« Here », le mystère de la présence
Le Belge Bas Devos raconte le début d’une histoire d’amour de façon très originale.
dans l’hebdo N° 1818 Acheter ce numéro
Here / Bas Devos / 1 h 22.
Pour entrer dans certains films, il faudrait pouvoir se laver initialement de nos conditionnements de spectateurs. Ce serait adapté pour Here. En effet, le quatrième long-métrage du Belge Bas Devos obéit très peu aux codes narratifs traditionnels. On fait ainsi progressivement connaissance avec les personnages, et de façon originale. Stefan, ouvrier roumain en bâtiment : on le voit quitter son travail avec ses camarades, se réveiller avec difficulté chez lui tant il est fatigué, puis confectionner une soupe avec les légumes que contient son réfrigérateur, qu’il partagera avec tous ceux qu’il rencontrera ensuite. De même, Shuxiu, une jeune chercheuse d’origine chinoise, est d’abord une voix off qui raconte comment, un matin, les mots n’existant plus dans son esprit, elle se sentait en symbiose avec les choses.
On aura compris que Here ouvre avant tout des espaces-temps. Le premier tient au rythme du film lui-même. La façon dont le récit avance est ainsi liée aux nombreuses images de nature, en particulier celles de parcs citadins (le film se déroule à Bruxelles et à Vilvorde) et de leurs arbres aux feuilles d’un vert intense (c’est l’été).
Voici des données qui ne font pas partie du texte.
PR #4474, opened 2016-02-11
Load server settings

aleksandra-tarkowska:
This replace #4431 

This PR refactor the way omero properties are loaded into the webclient. It uses ``Iconfig.getClientConfigValues`` to load them all at once

New properties:
- `omero.client.ui.tree.orphans.enabled`

New alias properties, replacing deprecated in 5.3
- `omero.client.ui.menu.dropdown.leaders.label`
- `omero.client.ui.menu.dropdown.colleagues.label`
- `omero.client.ui.menu.dropdown.everyone.label`

-----

**To test:**
- [x] orphaned images:
   - set `omero.client.ui.tree.orphans.enabled false/False/true/True` and check if regular user cannot see Orphaned Images container in other user data tree. Admin and group owner should be able to access OI anytime. A user always should access its own OI
- [x] roi limit:
   - set `omero.client.viewer.roi_limit` and check if more then limit ROIs are not loaded at once
- [x] scripts:
   - set `omero.client.scripts_to_ignore` check if right scripts are hidden from the menu
- [x] download max size:
   - set `omero.client.download_as.max_size` and check if download as jpg/png/tiff is disabled above max pixel count and allowed below.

La caméra est continûment sensible à l’instant présent, qui emplit l’écran et vibre comme une onde. Un ami roumain de Stefan, garagiste, dit combien, pour lui, l’anesthésie générale qu’il a subie lors d’une opération du cœur, très différente du sommeil et des rêves qui l’accompagnent, a aboli le temps. Tandis que Shuxiu, bryologue, c’est-à-dire spécialiste des mousses, explique à Stefan que celles-ci « sont les plus anciennes plantes à avoir poussé sur terre ». Et elle ajoute : « Elles nous survivront. »
Économie de moyens
Malgré son économie de moyens, Here se déploie dans de multiples dimensions, souvent complémentaires : le microscopique et l’absolument grand, l’infini et le néant, la solitude et une rencontre. Celle de Shuxiu et de Stefan, qui a pour accroche non leurs (petites) personnes, mais un univers presque infraréel, celui des mousses « que l’on remarque à peine », et qui pourtant renvoie aussi à l’histoire de l’humanité et à sa possible finitude. Here prend le temps d’étonner et d’enchanter. On a rarement raconté la cristallisation d’un amour de cette belle manière.